::: Provided records
PR #10599, opened 2021-07-23
Update photon image

gerrit-photon:
Update photon image

### DIFF
--- a/library/photon
+++ b/library/photon
@@ -4,24 +4,24 @@ Maintainers: Fabio Rapposelli <fabio@vmware.com> (@frapposelli),
 GitRepo: https://github.com/vmware/photon-docker-image.git
 Directory: docker
 
-Tags: 4.0, 4.0-20210716, latest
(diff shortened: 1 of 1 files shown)


tianon:
Just to double check, Python 3.5 was added to 1.0 here on purpose, right?

yosifkit:
> Just to double check, Python 3.5 was added to 1.0 here on purpose, right?

Ping @frapposelli or @YustasSwamp

YustasSwamp:
Hi @tianon and @yosifkit thanks for the catch!
This is not on purpose. Please hold on with this change.

YustasSwamp:
We are going to stop automatic image push, until we fix extra stuff that got added. Will update you once it's ready. Please ignore above commits.

YustasSwamp:
Hi @tianon and @yosifkit , we fixed content of our images. Please consider latest commit (1 hour ago) for merging. Thanks.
::::::
» **Problem description**: All that is needed is the line containing "-Tags: 4.0, 4.0-20210716, latest" and each line after it to the end of the data above, set down exactly.

» **Answer area**:
-Tags: 4.0, 4.0-20210716, latest
(diff shortened: 1 of 1 files shown)


tianon:
Just to double check, Python 3.5 was added to 1.0 here on purpose, right?

yosifkit:
> Just to double check, Python 3.5 was added to 1.0 here on purpose, right?

Ping @frapposelli or @YustasSwamp

YustasSwamp:
Hi @tianon and @yosifkit thanks for the catch!
This is not on purpose. Please hold on with this change.

YustasSwamp:
We are going to stop automatic image push, until we fix extra stuff that got added. Will update you once it's ready. Please ignore above commits.

YustasSwamp:
Hi @tianon and @yosifkit , we fixed content of our images. Please consider latest commit (1 hour ago) for merging. Thanks.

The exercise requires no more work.